Felix Klee, der in den letzten Jahren schon an vielen Orten als Videokünstler in Erscheinung trat (darunter bei der Videokunstbiennale Videodox in der Galerie der Künstler), inszenierte in seinem modernen Heimatfilm Hoamweh Lung ebenfalls eine Form der Trauerarbeit, über ein Pferd, das Staub in der Lunge hat und sterben muss, und mit ihm auch das Heimatgefühl. Klee mischt Animation, Computerkunst und eigene Schwarzweiß-Aufnahmen zu einem neuen alten Gefühl des Verlusts, eingetaucht in die Wärme des Dialekts.
Auch in Überleben von Lara Milena Brose und Kilian Armando Friedrich geht es um Leben und Tod. Das Filmemacher-Duo begleitet den 26-jährigen Leon, der in einem Heim versucht, neue Ordnung und Abstinenz in sein Leben zu bringen – was ihm bis zu einem gewissen Grad gelingt. Sein Gegenpart ist der eigene Vater, ein zuerst aufgeblühter, dann etwas heruntergekommener Künstler, mit dem er tiefe und herzliche Gespräche führt. Das Vater-Sohn-Verhältnis fasst einen an, vor allem, wenn man an das Ende denkt.
Ebenfalls eine Trauerbewältigung, aber auch das Aufdecken eines Familiengeheimnisses, ist Desired Child von Hilarija Laura Ločmele, die dem Tod der älteren Schwester nachgeht, die gestorben ist, bevor sie selbst auf die Welt kam.
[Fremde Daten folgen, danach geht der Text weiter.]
Issue #98, opened 2022-12-21
SARIF: Please add support for `fingerprints` in SARIF format :feet: 


jamacku:
Fingerprints could be beneficial when used with GitHub and for a general comparison of scan results.

Documentation of `fingerprints` property: [link](https://docs.oasis-open.org/sarif/sarif/v2.1.0/os/sarif-v2.1.0-os.html#_Toc34317654)

GitHub SARIF Documentation: [link](https://docs.github.com/en/code-security/code-scanning/integrating-with-code-scanning/sarif-support-for-code-scanning#providing-data-to-track-code-scanning-alerts-across-runs)

kdudka:
My initial thought was to compute a hash from all the data that are matched in `DefLookup::lookup()`.  The problem is that `DefLookup` is able to count occurrences of defects with equal fields (which would result in identical hashes) whereas GitHub would see all of them as a single defect.  This would not work well when a new instance of defect with previously seen fingerprint was introduced in an update.

jamacku:
Here is scala example of creating `partialFingerprints` from [`codacy/codacy-analysis-cli`](https://github.com/codacy/codacy-analysis-cli/blob/80c8baecbfea050feb5cee184051b996cdd7fed3/cli/src/main/scala/com/codacy/analysis/cli/formatter/Sarif.scala#L168):

```scala
partialFingerprints = SarifReport.PartialFingerprints("1", generatePrimaryLocationHash(issue, fileContents)))

// ...

final case class PartialFingerprints(primaryLocationStartColumnFingerprint: String, primaryLocationLineHash: String)
```

It seems they are counting only with line numbers and with the hash of line content.

kdudka:
@jamacku The actual fingerprint computation is here: https://github.com/codacy/codacy-analysis-cli/blob/80c8baecbfea050feb5cee184051b996cdd7fed3/cli/src/main/scala/com/codacy/analysis/cli/formatter/Sarif.scala#L192

They compute MD5 hash of a string concatenated from  `fileName`, `patternId`, and `lineContentsWithoutSpaces`.

jamacku:
Here is an example of how fingerprints are handled by [`github/codeql-action`](https://github.com/github/codeql-action) - [code](https://github.com/github/codeql-action/blob/bb28e7e59e2ad6c1e5400e671795b2fa1b2fca6f/src/fingerprints.ts#L250-L309)

And also one comment how it works:

[...]

PR #168, opened 2024-03-29
sarif: initial implementation of csdiff fingerprints

kdudka:
# csdiff/v0 fingerprints

It hashes the data that csdiff uses in its matching algorithm.

From the updated tests it is obvious that these hashes already
have numerous collisions on the existing test data.

# csdiff/v1 fingerprints
    
It hashes the data that csdiff uses in its matching algorithm
and the line content without spaces.  For this fingerprint to
be computed, the results need to include the line content for 
the key event in the format produced by `csgrep --embed-context`.

Related: https://issues.redhat.com/browse/OSH-9
Resolves: https://github.com/csutils/csdiff/issues/98


jamacku:
Great example when codeql fingerprints work:
- https://github.com/redhat-plumbers-in-action/differential-shellcheck/pull/376

```sh
✋ Defects, NEEDS INSPECTION
Error: SHELLCHECK_WARNING:
./src/functions.sh:309:46: warning[SC2154]: GITHUB_REF is referenced but not assigned.
#  306|   uploadSARIF () {
#  307|     is_debug && local verbose=--verbose
#  308|   
#  309|->   echo '{"commit_oid":"'"${HEAD}"'","ref":"'"${GITHUB_REF//merge/head}"'","analysis_key":"differential-shellcheck","sarif":"'"$(gzip -c output.sarif | base64 -w0)"'","tool_names":["differential-shellcheck"]}' > payload.json
#  310|   
#  311|     local curl_args=(
#  312|       "${verbose:---silent}"

Error: SHELLCHECK_WARNING:
./src/functions.sh:331:24: info[SC2312]: Consider invoking this command separately to avoid masking its return value (or use '|| true' to ignore).
#  328|   
#  329|   get_shellcheck_version () {
#  330|     local shellcheck_version
#  331|->   shellcheck_version=$(shellcheck --version | grep -w "version:" | cut -s -d ' ' -f 2)
#  332|   
#  333|     echo "${shellcheck_version}"
#  334|   }

Error: SHELLCHECK_WARNING:
./src/functions.sh:331:47: info[SC2312]: Consider invoking this command separately to avoid masking its return value (or use '|| true' to ignore).
#  328|   
#  329|   get_shellcheck_version () {
#  330|     local shellcheck_version
#  331|->   shellcheck_version=$(shellcheck --version | grep -w "version:" | cut -s -d ' ' -f 2)
#  332|   
#  333|     echo "${shellcheck_version}"
#  334|   }
```

[The code hasn't changed](https://github.com/redhat-plumbers-in-action/differential-shellcheck/pull/376/files) for the last two defects, but they were still reported by csdiff.

I'll try to check if csdiff fingerprints would give the same results as codeql.

jamacku:
Here is the `csgrep` output from before the change and after:

- [before.json](https://github.com/csutils/csdiff/files/15132319/before.json)
- [after.json](https://github.com/csutils/csdiff/files/15132318/after.json)

You should be able to reproduce the above situation form:

- https://github.com/redhat-plumbers-in-action/differential-shellcheck/pull/376

kdudka:
@jamacku Nice!  I have added it as a regression test in 95e35d316e0ed968e59d8687fddc607692fd7b47.  It passes with ca7f32a5e1ed45b7e86da091fa6a2efe7f762b29 but not without it.

jamacku (approved):
Thank you @kdudka

src/csgrep.cc
```diff
@@ -543,7 +574,8 @@ bool chainFilters(
         return false;
     }
 
-    return chainDecoratorIntArg<ImpLevelFilter>(pEng, vm, "imp-level");
+    return chainDecoratorIntArg<ImpLevelFilter>(pEng, vm, "imp-level")
+        && chainDecoratorGeneric<FingerPrintFilter>(pEng, vm, "hash-v1");
```
lzaoral, line 578: nit: sort and align?
```suggestion
    return chainDecoratorGeneric<FingerPrintFilter>(pEng, vm, "hash-v1")
        && chainDecoratorIntArg <ImpLevelFilter>   (pEng, vm, "imp-level");
```

src/lib/finger-print.cc
```diff
@@ -0,0 +1,139 @@
...
+    return hexHashStr<sha1>(str);
+}
+
+struct FingerPrinter::Private {
+    std::string basicData;
+    std::string lineContent;
+};
+
+// separator used for hashing of data composed from multiple strings
+static const std::string sep = "\n";
```
lzaoral, line 89:
```suggestion
static constexpr std::string sep = "\n";
```

src/lib/finger-print.cc
```diff
@@ -0,0 +1,139 @@
...
+        // no line content found
+        return;
+
+    // remove all white-spaces
+    static const RE reSpace = RE("\\s+");
+    *pDst = boost::regex_replace(content, reSpace, "");
+}
+
+/// return SHA1 hash of `str` as hex-encoded string
+static std::string computeHexSHA1(const std::string &str)
```
lzaoral, line 77:
```suggestion
static inline std::string computeHexSHA1(const std::string &str)
```

src/lib/finger-print.cc
```diff
@@ -0,0 +1,139 @@
...
+    assert(fpv == FPV_CSDIFF_WITH_LINE_CONTENT);
+    if (d->lineContent.empty())
+        // no line content available
+        return "";
+
+    // return SHA1 hash from basicData AND lineContent
+    return computeHexSHA1(d->basicData + sep + d->lineContent);
+}
+
+std::string FingerPrinter::getLineContent() const
```
lzaoral, line 136:
```suggestion
inline std::string FingerPrinter::getLineContent() const
```

(If the function dodo not depend on the `Private` type, I'd have suggested to just implement this method directly in the header file.)

lzaoral (changes requested):

src/lib/finger-print.cc
kdudka: This fails to compile:
```
finger-print.cc:89:30: error: the type ‘const std::string’ {aka ‘const std::__cxx11::basic_string<char>’} of ‘constexpr’ variable ‘sep’ is not literal
   89 | static constexpr std::string sep = "\n";
      |                              ^~~
In file included from /usr/include/c++/13/string:54,
                 from /home/kdudka/git/csdiff/src/lib/defect.hh:25,
                 from /home/kdudka/git/csdiff/src/lib/finger-print.hh:23,
                 from /home/kdudka/git/csdiff/src/lib/finger-print.cc:20:
/usr/include/c++/13/bits/basic_string.h:87:11: note: ‘std::__cxx11::basic_string<char>’ is not literal because:
   87 |     class basic_string
      |           ^~~~~~~~~~~~
/usr/include/c++/13/bits/basic_string.h:87:11: note:   ‘std::__cxx11::basic_string<char>’ has a non-trivial destructor
```

lzaoral: Oh, right...  I forgot that `std::string` is not `constexpr` in pure C++11.  Sorry.

src/lib/finger-print.cc
kdudka: This breaks the linking:
```
[ 72%] Linking CXX executable csdiff
/usr/bin/ld: lib/libcs.a(deflookup.cc.o): in function `DefLookup::lookup(Defect const&)':
/home/kdudka/git/csdiff/src/lib/deflookup.cc:86: undefined reference to `FingerPrinter::getLineContent[abi:cxx11]() const'
/usr/bin/ld: lib/libcs.a(deflookup.cc.o): in function `defLookupCore':
/home/kdudka/git/csdiff/src/lib/deflookup.cc:91: undefined reference to `FingerPrinter::getLineContent[abi:cxx11]() const'
collect2: error: ld returned 1 exit status
```

src/csgrep.cc
```diff
@@ -232,6 +233,36 @@ class ImpLevelFilter: public AbstractFilter {
         }
 };
 
+class FingerPrintFilter: public AbstractFilter {
+    private:
+        const std::string hashPrefix_;
+
+    public:
+        FingerPrintFilter(AbstractWriter *agent, const std::string hashPrefix):
```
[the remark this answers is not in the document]
kdudka: Fixed in 83f4b2f18e15ae302d06d415097ed75ad2e41184.

src/csgrep.cc
kdudka: Fixed in 83f4b2f18e15ae302d06d415097ed75ad2e41184.

src/lib/finger-print.hh
```diff
@@ -0,0 +1,49 @@
...
+#define H_GUARD_FINGER_PRINT_H
+
+#include "defect.hh"
+
+#include <memory>
+
+enum EFingerPrintVer {
+    FPV_CSDIFF = 0,
+    FPV_CSDIFF_WITH_LINE_CONTENT,
+    FPV_MAX
```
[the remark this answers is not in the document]
kdudka: `FPV_MAX` should always be the last item.  I have added a comment in 6e6549dd266d0fe9a4c86778252f76ee267cefb5 to make it clear.

src/lib/hash-util.hh
```diff
@@ -0,0 +1,51 @@
...
+/// compute TEng hash of `src` and return it as hex-encoded string
+template <typename TEng, typename TSrc>
+std::string hexHashStr(const TSrc &src)
+{
+    // create hash engine and process the input
+    TEng eng;
+    eng.process_bytes(src.data(), src.size());
+
+    // export the hash as an array of unsigned int
+    // FIXME: std::remove_reference is needed on el7 (boost-1.53)
```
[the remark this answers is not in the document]
kdudka: True.  I have added a separate [commit](6e6549dd266d0fe9a4c86778252f76ee267cefb5) to drop the compatibility in case it was needed later on elsewhere.

src/lib/writer-json-sarif.cc
```diff
@@ -181,6 +182,31 @@ void SarifTreeEncoder::Private::serializeRules()
...
+        // compute a fingerprint of version `v`
+        const EFingerPrintVer fpv = static_cast<EFingerPrintVer>(v);
+        const std::string fingerPrint = fp.getHash(fpv);
+        if (fingerPrint.empty())
+            // fingerprint computation failed
+            continue;
+
+        // construct the "version" -> "value" pair
+        const std::string label = "csdiff/v" + std::to_string(v);
+        fps[label] = std::move(fingerPrint);
```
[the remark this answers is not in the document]
kdudka: Fixed in 6e6549dd266d0fe9a4c86778252f76ee267cefb5.

lzaoral:
Somehow, the comment I've just written is not here. Reposting:

src/lib/writer-json-sarif.cc
```diff
@@ -194,6 +195,31 @@ void SarifTreeEncoder::Private::serializeRules()
...
+        // compute a fingerprint of version `v`
+        const EFingerPrintVer fpv = static_cast<EFingerPrintVer>(v);
+        const std::string fingerPrint = fp.getHash(fpv);
+        if (fingerPrint.empty())
+            // fingerprint computation failed
+            continue;
+
+        // construct the "version" -> "value" pair
+        const std::string label = "csdiff/v" + std::to_string(v);
+        fps.emplace(std::move(label), std::move(fingerPrint));
```
lzaoral, line 215: @kdudka Alright, in the current state (or the previous one), using `std::move` is useless. I did not realise that both strings are `const` and `std::string` has no constructors which accept a `const` r-value reference (`const std::string &&`).

lzaoral (approved):
It's up to you if you want to use a move or copy constructor for the elements of the map.  Otherwise, LGTM.

src/lib/writer-json-sarif.cc
kdudka: Thank you for clarifying it!  I have dropped 0267593b304b7b2e2a23ddb84b0c2af5a263719b to make the code easier to read.

kdudka:
@jamacku @lzaoral Thank you both for review!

Auch in diesem Familienfilm überrascht die Wärme, eine einzigartige Offenheit hat aus diesem Film ebenfalls ein lichtvolles Werk geschaffen, das von dunkler Trauer weit entfernt ist.
Man darf gespannt sein, wie das Schaffen der Preisgekrönten weitergehen wird. Alle Filme sind in konzentrierter Form noch einmal bei den 70. Filmkunstwochen München unter dem Stichwort »Cinema of Future« zu sehen, in Anwesenheit der preisgekrönten Filmemacher*innen.